Dans la préfecture du Cher, l'abstention augmente de manière continue et forte depuis plus de dix ans. Au second tour de la présidentielle, elle s'est établie à 33,53%.

La cathédrale de Bourges
La cathédrale de Bourges © Radio France / Delphine Evenou

A Bourges, 67.000 habitants, le résultat du deuxième tour de l'élection présidentielle est sans appel : Emmanuel Macron a été placé en tête avec 74,64% des voix, largement devant Marine Le Pen (25,36%). Mais derrière ces chiffres s'en cache un autre, qui interpelle : 33,53% des électeurs ont boudé les urnes, ce dimanche 7 mai, et 8,29% ont choisi le "ni-ni" en glissant un bulletin blanc dans l'urne.

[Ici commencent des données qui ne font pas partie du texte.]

PR #905, opened 2025-01-08
Add 'k8s' to TermsErrors

apinnick:
Add 'k8s' to TermsErrors.
Removed 'k8s' from CaseSensitiveTerms because the rule does not find 'K8s'.

### DIFF
--- a/.vale/styles/RedHat/TermsErrors.yml
+++ b/.vale/styles/RedHat/TermsErrors.yml
@@ -233,6 +233,7 @@ swap:
   joblog: job log
   jobstream: job stream
   judgement: judgment
+  k8s: Kubernetes
   keep in mind: remember
   kernelspace: kernel-space
   kick off: start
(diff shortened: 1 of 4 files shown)


.vale/styles/RedHat/TermsErrors.yml
```diff
@@ -233,6 +233,7 @@ swap:
   joblog: job log
   jobstream: job stream
   judgement: judgment
+  k8s: Kubernetes
```
aireilly, line 236: Wondering. Do we have legitimate instances of things like namespaces etc with k8s in the name? Maybe with dashes? Does this rule trigger in those instances?

aireilly (approved):
/lgtm

.vale/styles/RedHat/TermsErrors.yml
apinnick: Update: When I removed the occurrences that were detected in auto-generated API docs, the results were 7 occurrences in 4 files.

PR #915, opened 2025-02-17
kube-burner is a valid term

aireilly:


.vale/fixtures/RedHat/TermsErrors/testvalid.adoc
```diff
@@ -358,6 +358,7 @@ kernel oops
 kernel-space
 keyboard shortcut
 knowledge base
+kube-burner
```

Au restaurant Le Bouche à Oreilles, situé au sud-ouest de Bourges, les ouvriers sont nombreux sur l'heure du déjeuner. Selon l'institut de sondage Odoxa, 30% de cette catégorie socio-professionnelle n'est pas allée voter ce dimanche. Accoudés au comptoir, les ouvriers du coin soupirent. Beaucoup expliquent ne jamais être allés voter : "De toute façon, ça sert à rien". Yoann, couvreur, en a assez d'éliminer des candidats plutôt que d'en choisir un par conviction : "Et puis quand on voit le monde ouvrier, ça n'a rien à voir avec ce qu'ils racontent, quand ils parlent des retraites, des heures. Ils planent". Michel, 61 ans, est livreur en boisson :

Moi j'étais socialiste, je suis ouvrier ! mais ce qu'Hollande a fait, ce n'est pas du socialisme. Je suis blasé d'aller voter

Parmi les abstentionnistes et ceux qui ont voté blanc, on trouve également un demandeur d'emploi sur trois (35%). Devant l'agence Pole Emploi de l'avenue de la Prospective, dans une zone industrielle du nord de Bourges, les chômeurs racontent s'intéresser à la politique, mais déplorer la déconnexion de la classe politique. "Je considère que les élus sont des employés des citoyens français. Nous on doit se former pour trouver du boulot, alors qu'ils fassent la même chose : des stages d'observation, d'une semaine, pour comprendre comment on vit", suggère Aymeric, 27 ans, et sans emploi depuis plus de deux ans. Alexandre, 22 ans, est en recherche d'emploi depuis deux ans :

Que j'aille voter ou pas, ça ne va pas changer grand-chose. Et puis qu'ils arrêtent leurs piques entre eux, et qu'ils s'occupent des jeunes à la place.

Si les demandeurs d'emploi et les ouvriers constituent un gros réservoir d'abstentionnistes, les catégories plus aisées ont aussi eu du mal à glisser un bulletin avec un nom. Dans le jardin au pied de la cathédrale de Bourges, Benjamin, 40 ans, ingénieur au CNRS, regarde son fils jouer. Il a voté blanc car il ne se reconnaissait ni dans le programme de Marine Le Pen, ni dans celui d'Emmanuel Macron : "La politique est devenue une représentation théâtrale. On vote pour des acteurs. Et vous ajoutez à cela le rôle des communicants, et les campagnes très marketées".